Leptospiral outer membrane protein LipL21 and its truncated N-terminal immunogenic region (I-LipL21) were evaluated for diagnosis of leptospirosis. The complete coding sequence of LipL21 nucleotide sequence was subjected to BCPred and VaxiJen analysis for determination of B cell specific immunogenic epitopes. Epitope1 ACS STD TGQ KDA TTV GDG (1.8837), Epitope2 WGG PPE QRN DGK TPR DTN (0.9483), Epitope3 VKG VGV YEC KAT GSG SDP (1.4077) and Epitope4 NEW ECQ CVI YAK FPG GKD (0.4462) were predicted.
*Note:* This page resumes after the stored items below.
PR #3950, opened 2022-03-21
🗄️  Do not delay emission of items in watch()

martinbonnin:
Closes https://github.com/apollographql/apollo-kotlin/issues/3946

### DIFF
--- a/apollo-normalized-cache/src/commonMain/kotlin/com/apollographql/apollo3/cache/normalized/ClientCacheExtensions.kt
+++ b/apollo-normalized-cache/src/commonMain/kotlin/com/apollographql/apollo3/cache/normalized/ClientCacheExtensions.kt
@@ -534,3 +534,17 @@ internal fun <D : Operation.Data> ApolloRequest.Builder<D>.fetchFromCache(fetchF
 internal val <D : Operation.Data> ApolloRequest<D>.fetchFromCache
   get() = executionContext[FetchFromCacheContext]?.value ?: false
 
+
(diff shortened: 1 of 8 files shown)


apollo-normalized-cache/src/commonMain/kotlin/com/apollographql/apollo3/cache/normalized/ClientCacheExtensions.kt
```diff
@@ -150,13 +148,20 @@ fun <D : Query.Data> ApolloCall<D>.watch(
...
-              }
             }
     )
   }
+
+  /**
+   * We buffer the returned flow so that the subscription to the store happens in the same stacktrace as the last element is
+   * received and *before* the last element is emitted downstream.
+   *
+   * This allows callers to use the last element as a synchronisation point to modify the store and still have the watcher
```
BoD, line 159: 👏

BoD (approved):
👍

apollo-normalized-cache/src/commonMain/kotlin/com/apollographql/apollo3/cache/normalized/ClientCacheExtensions.kt
martinbonnin: Well, this broke the stress test... I'm assuming because when the coroutine run on different threads, just relying on the callstack is not enough as coroutine #1 can be interrupted any time...

BoD (approved):
👍

PR #3952, opened 2022-03-21
JS Websocket properly handle remote close

undermark5:
In the addition of support for JS Websockets (PR 3913), I forgot to add a listener for the close events, without this, if the remote closes the connection, the client doesn't get notified. This should resolve that.


BoD (approved):
👍

martinbonnin (approved):
Thanks!

PR #3954, opened 2022-03-23
Add macosArm64 or macosX64 target for tests depending on architecture

BoD:
This makes running `appleTest` on an ARM based Mac work. Note: GitHub workflows don't have ARM runners yet ([issue](https://github.com/actions/virtual-environments/issues/2187), [issue](https://github.com/actions/runner/issues/805)).

Not sure if there's a better/simpler way to do this!

### DIFF
--- a/build-logic/src/main/kotlin/Mpp.kt
+++ b/build-logic/src/main/kotlin/Mpp.kt
@@ -80,18 +80,7 @@ fun Project.configureMppDefaults(withJs: Boolean = true, withLinux: Boolean = tr
 
     addTestDependencies(withJs)
 
-    if (System.getProperty("idea.sync.active") == null) {
-      /**
-       * Evil tasks to fool IntelliJ into running the appropriate tests when clicking the green triangle in the gutter
-       * IntelliJ "sees" apple during sync but the actual tasks are macosX64
-       */
-      tasks.register("cleanAppleTest") {
-        it.dependsOn("cleanMacosX64Test")
-      }
-      tasks.register("appleTest") {
-        it.dependsOn("macosX64Test")
-      }
-    }
+    registerAppleTasks()
   }
 }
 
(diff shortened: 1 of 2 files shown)


gradle/dependencies.gradle
```diff
@@ -99,7 +99,7 @@ ext.dep = [
     gr8                      : "com.gradleup:gr8-plugin:0.2",
     kspGradlePlugin          : "com.google.devtools.ksp:symbol-processing-gradle-plugin:1.6.10-1.0.2",
     kotlinxdatetime          : "org.jetbrains.kotlinx:kotlinx-datetime:0.3.1",
-    kotlinxserializationjson : "org.jetbrains.kotlinx:kotlinx-serialization-json:1.1.0",
+    kotlinxserializationjson : "org.jetbrains.kotlinx:kotlinx-serialization-json:1.3.2",
```
BoD, line 102: Updated because the AppleArm64 version of the artifact didn't exist on `1.1.0`.

build-logic/src/main/kotlin/Mpp.kt
```diff
@@ -113,7 +114,11 @@ fun Project.configureMppTestsDefaults(withJs: Boolean = true) {
         nodejs()
       }
     }
-    macosX64("apple")
+    if (hostArchitecture() == "arm64") {
+      macosArm64("apple")
+    } else {
+      macosX64("apple")
+    }
```
martinbonnin, line 121: Could we just register both? I'm always a bit concerned this might break stuff like build cache or configuration cache (if we ever wanted to enable it in the project)

BoD: Good point! I knew there was probably a simpler way 😅

martinbonnin: Not sure how much simpler it'll be because now we're going to have to lie to IntelliJ to have both ARM and Intel use the same source set... 😅

martinbonnin: Ah yes, just like that 👍 LGTM!

martinbonnin: Oh well maybe not 🙃 . Do we still have IDE support with this? (Life is hard...)

martinbonnin: This works because it's the `commonTest` SourceSet. The problem with `macos("macosArm64")` is that it won't recognize `appleTest` as a source set like `macos("apple")` did. 

See HttpEngineTest.kt for an example

Screenshot 2022-03-24 at 00 37 45

Until we have HMPP, I don't see a way around the `if (sync)` workaround

martinbonnin (approved):

PR #3960, opened 2022-03-24
Defer: Use DeferredJsonMerger in HttpNetworkTransport

BoD:
In this PR:
- use DeferredJsonMerger in HttpNetworkTransport
- fix `AdapterContext.newBuilder` and rename for consistency
- test defer cases 🎉 (need more tests! For instance error cases)


apollo-runtime/src/commonMain/kotlin/com/apollographql/apollo3/network/http/HttpNetworkTransport.kt
```diff
@@ -78,58 +80,90 @@ private constructor(
...
+  private suspend fun <D : Operation.Data> multipleResponses(
+      operation: Operation<D>,
+      customScalarAdapters: CustomScalarAdapters,
+      httpResponse: HttpResponse,
+  ): Flow<ApolloResponse<D>> {
+    val jsonMerger = DeferredJsonMerger()
+    return multipartBodyFlow(httpResponse).map { part ->
+      try {
+        // On native, components of jsonMerger are frozen inside worker.doWork, making mutability impossible.
+        // So we clone them before they are captured.
```
martinbonnin, line 126:
```suggestion
        // On native, we cannot pass `jsonMerger._merge` to `worker.doWork` or it will become frozen making
        // any subsequent payload merge throw.
        // So we clone them before they are captured.
        // XXX: revisit with the new memory model
```

BoD: Much better! 👍

apollo-runtime/src/commonMain/kotlin/com/apollographql/apollo3/network/http/HttpNetworkTransport.kt
```diff
@@ -78,58 +80,92 @@ private constructor(
...
-      )
+  private suspend fun <D : Operation.Data> singleResponse(
+      operation: Operation<D>,
+      customScalarAdapters: CustomScalarAdapters,
+      httpResponse: HttpResponse,
+  ): ApolloResponse<D> {
+    val response = try {
+        worker.doWork {
+          operation.parseJsonResponse(
+              jsonReader = httpResponse.body!!.jsonReader(),
```
martinbonnin, line 105: How come we don't need the `val bodyByteString = if (platform() == Platform.Native) body.readByteString() else null` thing?

tests/defer/src/commonTest/kotlin/test/DeferTest.kt
```diff
@@ -0,0 +1,271 @@
...
+
+private fun assertResponseListEquals(expectedDataList: List<ApolloResponse<*>>, actualResponseList: List<ApolloResponse<*>>) {
+  assertContentEquals(expectedDataList, actualResponseList) { expectedResponse, actualResponse ->
+    assertEquals(expectedResponse.data, actualResponse.data)
+    assertContentEquals(expectedResponse.errors, actualResponse.errors) { expectedError, actualError ->
+      assertEquals(expectedError.message, actualError.message)
+      assertContentEquals(expectedError.path, actualError.path)
+      assertContentEquals(expectedError.locations, actualError.locations) { expectedLocation, actualLocation ->
+        assertEquals(expectedLocation.line, actualLocation.line)
+        assertEquals(expectedLocation.column, actualLocation.column)
```
martinbonnin, line 254: No data class for Errors 😅. Not sure if there's a specific reason for that. Let's keep this in mind, we could add it if we find more evidence this could help.

apollo-runtime/src/commonMain/kotlin/com/apollographql/apollo3/network/http/HttpNetworkTransport.kt
BoD: This was needed when capturing/freezing `body`, but now we capture/freeze `httpResponse` so it can be simple again.

tests/defer/src/commonTest/kotlin/test/DeferTest.kt
```diff
@@ -0,0 +1,271 @@
...
+                        ComputerFields.Screen("Screen", "800x600",
+                            ScreenFields(true)))),
+                )
+            )
+        ).build(),
+    )
+
+    mockServer.enqueueMultipart(jsonList)
+    val actualResponseList = apolloClient.query(query).toFlow().toList()
+    assertResponseListEquals(expectedDataList, actualResponseList)
```
martinbonnin, line 242: Nice tests! 👍 

It'd be interesting to test against a real server too. I think helix has defer support. We could make a JS-only test that runs helix? Like we have JVM-only tests running graphql-kotlin ?

apollo-runtime/src/commonMain/kotlin/com/apollographql/apollo3/network/http/HttpNetworkTransport.kt
martinbonnin: But freezing `httpResponse` will deep freeze all its properties so it's the same thing no?

BoD: Yes but `HttpResponse.body` is `get() = bodySource ?: bodyString?.let { Buffer().write(it) }` and in native we're in the `bodyString` case.

martinbonnin: 👍  got it!

martinbonnin (approved):

tests/defer/src/commonTest/kotlin/test/DeferTest.kt
BoD: Yeah wasn't sure if it was OK to change it at this point :) We could also only add equals/hashCode without making a data class if that's a bit less "API changing".

tests/defer/src/commonTest/kotlin/test/DeferTest.kt
BoD: Totally! I've been using Helix locally to test stuff. Not sure how hard it would be to integrate it inside Kotlin tests but that definitely would be useful! I'll create a specific ticket.

apollo-api/src/commonMain/kotlin/com/apollographql/apollo3/api/AdapterContext.kt
```diff
@@ -17,23 +19,24 @@ class AdapterContext private constructor(
   }
 
   fun hasDeferredFragment(path: String, label: String?): Boolean {
-    return mergedDeferredFragmentIds?.contains(DeferredFragmentIdentifier(path, label)) == true
+    val sanitizedPath = path.removePrefix("data.").trim('.')
```
martinbonnin, line 22: Could you avoid adding "data." in the first place to save bytes and CPU?

apollo-api/api/apollo-api.api
```diff
@@ -897,7 +896,7 @@ public final class com/apollographql/apollo3/api/json/BufferedSourceJsonReader :
 	public fun close ()V
 	public fun endArray ()Lcom/apollographql/apollo3/api/json/JsonReader;
 	public fun endObject ()Lcom/apollographql/apollo3/api/json/JsonReader;
-	public fun getPath ()Ljava/lang/String;
+	public fun getPath ()Ljava/util/List;
```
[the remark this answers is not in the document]
martinbonnin: My mistake, you're free to go sir, have a nice day!

apollo-api/src/commonMain/kotlin/com/apollographql/apollo3/api/BooleanExpression.kt
```diff
@@ -126,11 +126,15 @@ fun BooleanExpression<BTerm>.evaluate(variables: Set<String>, typename: String?)
...
 
-fun BooleanExpression<BTerm>.evaluate(variables: Set<String>, typename: String?, adapterContext: AdapterContext, path: String?): Boolean {
+fun BooleanExpression<BTerm>.evaluate(variables: Set<String>, typename: String?, adapterContext: AdapterContext, path: List<Any>?): Boolean {
   return evaluate {
     when (it) {
       is BVariable -> variables.contains(it.name)
-      is BLabel -> adapterContext.hasDeferredFragment(path!!, it.label)
+      is BLabel -> {
+        // Remove "data" from the path
+        val croppedPath = path!!.drop(1)
```
martinbonnin, line 135: Move it out of the lambda so that it's called only once

PR #3967, opened 2022-03-25
⬇️  Also use ApolloCompositeException for CacheFirst 

martinbonnin:
Follow up from https://github.com/apollographql/apollo-kotlin/pull/3957 to keep everything balanced ⚖️


BoD (approved):
Makes sense 👍

PR #3969, opened 2022-03-25
Typename: add  "always"

martinbonnin:
See https://github.com/apollographql/apollo-kotlin/issues/3965

```kotlin
 /**
   * When to add __typename. One of "always", "ifFragments", "ifImplementsAbstractType", "ifAbstract" or "ifPolymorphic"
   *
   * - "always": Add '__typename' for every compound field
   *
   * - "ifFragments": Add '__typename' for every selection set that contains fragments (inline or named)
   * This causes cache misses when introducing fragments where no fragment was present before and will be certainly removed in
   * a future version.
   *
   * - "ifAbstract": Add '__typename' for abstract fields, i.e. fields that are of union or interface type
   * Note: It also adds '__typename' on fragment definitions that satisfy the same property because fragments
   * could be read from the cache and we don't have a containing field in that case.
   *
   * - "ifPolymorphic": Add '__typename' for polymorphic fields, i.e. fields that contains a subfragment
   * (inline or named) whose type condition isn't a super type of the field type.
   * If a field is monomorphic, no '__typename' will be added.
   * This adds the bare minimum amount of __typename but the logic is substantially more complex and
   * it could cause cache misses when using fragments on monomorphic fields because __typename can be
   * required in some cases.
   *
   * Note: It also adds '__typename' on fragment definitions that satisfy the same property because fragments
   * could be read from the cache and we don't have a containing field in that case.
   *
   * Default value: "ifFragments"
   */
```


BoD (approved):
👍

martinbonnin:
I removed "ifImplementsAbstractType" as it's becoming really complex and doesn't handle schema changes adding new interfaces on existing types. Typenames.md is updated to reflect that. Unless there are objections, I'd like to go with that for `3.2.0`

BoD (approved):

LipL21 and N-terminal fragment having B-cell specific epitopes with higher VaxiJen score >0.9 as truncated I-LipL21 were cloned independently in pET15b and expressed in Escherichia coli. IgM ELISA and dot blot assay was performed for sera samples collected from Delhi-NCR for leptospiral whole cell lysate (WCL), recombinant LipL21 and I-LipL21. The sensitivity, specificity, positive predictive value (PPV), and negative predictive value (NPV) were found to be 92.5%, 92.8%, 83.3%, and 97% respectively for recombinant I-LipL21 by IgM-ELISA. 11-14.8% increased sensitivity was observed over LipL21 and WCL. The I-LipL21 dot blot assay showed a further increased sensitivity of 3.8% over the IgM-ELISA. Therefore I-LipL21 may be the ideal candidate protein for diagnosis of leptospirosis.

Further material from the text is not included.